Take every line containing "rocket" from the material and copy it.

####

Issue #37, opened 2023-01-27
master deployment


markus2330:
- [x] proxy setup for backend
- [x] Ansible setup to install PostgreSQL etc. (is already installed)
- [x] build&deploy [ci/Jenkinsfile](https://github.com/ElektraInitiative/PermaplanT/blob/master/ci/Jenkinsfile) (cargo run, diesel setup, diesel migration run)
- [x] make Jenkins job public (or at least accessible for PermaplanT users)
- [ ] (database) backup

markus2330:
@aidnurs @buenaflor How will we do the proxy-setup so that both the Frontend and Backend are reachable on dev.permaplant.net?

lukashartl:
Hello,

short update on the infrastructure work :rocket:

The following things have now been automized (with ansible):

* install postgres
* create postgres database + database user
* set database password
* write `.env` file
* create service user (the service will run as a user with minimal privileges)

Next up will be the [ci/Jenkinsfile](https://github.com/ElektraInitiative/PermaplanT/blob/master/ci/Jenkinsfile) as well as the whole apache2 + proxy + monit.

Expect more updates soon :rocket:

---

> @aidnurs @buenaflor How will we do the proxy-setup so that both the Frontend and Backend are reachable on dev.permaplant.net?

The following two solutions come to my mind:

1. We create an `api.dev.permaplant.net` which will only host the backend and `dev.permaplant.net` which only hosts the static (css+js) files.
2. We utilize subpaths. The Location `dev.permaplant.net/api` gets proxied to the backend, while `dev.permaplant.net` just holds the static files.

Either way, we have to inject the correct BASE_URL for backend requests into the frontend. This could happen via environment variables during build time, etc. but maybe @aidnurs @buenaflor have any better ideas :smiley:

markus2330:
Great job! :1st_place_medal: Looking forward to the PR! 🚀

lukashartl:
Hello,

next update on the infrastructure :rocket:

Dev uses the latest rust version via rustup installed to `/opt/rust`. A `source`-able env script is provided under `/opt/rust.env`. Because the `rust` version provided by the os package manager is too old (of course).

I've tried to build the latest master on dev, but unfortunately I got errors like:

```
error: Table contains more than 32 columns. Consider enabling the `64-column-tables` feature to enable diesels support for tables with more than 32 columns.
error[E0433]: failed to resolve: use of undeclared crate or module `plant_detail`
```

[...]

PR #54, opened 2023-02-19
ci: docker-compose setup (abandoned for now)

lukashartl:
Partially implements #37

### DIFF
--- a/.dockerignore
+++ b/.dockerignore
@@ -1,0 +1,2 @@
+./backend/.env
+./backend/target/
--- a/ci/backend/Dockerfile
+++ b/ci/backend/Dockerfile
@@ -1,0 +1,23 @@
+FROM rust:1.67-slim
+
+VOLUME /bindings
+
+ENV DATABASE_URL=postgres://permaplant:permaplant@127.0.0.1/permaplant
+ENV BIND_ADDRESS_HOST=127.0.0.1
+ENV BIND_ADDRESS_PORT=8080
+
+EXPOSE 8080/tcp
+
+WORKDIR /code
+RUN cargo init
+COPY backend/Cargo.toml /code/Cargo.toml
+RUN cargo fetch
+COPY ./backend/ /code
+
+RUN apt update && apt install -y libpq-dev
+
+RUN cargo install diesel_cli --no-default-features --features postgres
+RUN cargo install typeshare-cli
+
+COPY ./ci/backend/entrypoint.sh /code/entry.sh
+ENTRYPOINT /code/entry.sh
--- a/ci/backend/entrypoint.sh
+++ b/ci/backend/entrypoint.sh
@@ -1,0 +1,16 @@
+#!/bin/bash
+
+# We need to run the migrations on all container startups
+# as the schema may have changed.
+
+# Echo on and fail fast
+set -ex
+
+# Migrate DB
+LC_ALL=C diesel migration run
+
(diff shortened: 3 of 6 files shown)


kitzbergerg:
I just ran `docker-compose up --build` and it built an ran. 

There are however a few issues for me:
* I was unable to access the App via the browser from the host. I changed the frontend entry point from `npm run dev` to `npm run dev -- --host` and then I was able to load the app from the host as well.
* I was also unable to access the backend since the port is not exposed, but adding
  ```
      ports:
        - 8080:8080
  ```
  in `docker-compose.yaml` doesn't seem to help. The backend can connect to the database, but I cannot call the backend from outside the docker-compose network which is necessary when opening the frontend in the browser.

####

- **The answer**:
short update on the infrastructure work :rocket:
Expect more updates soon :rocket:
next update on the infrastructure :rocket:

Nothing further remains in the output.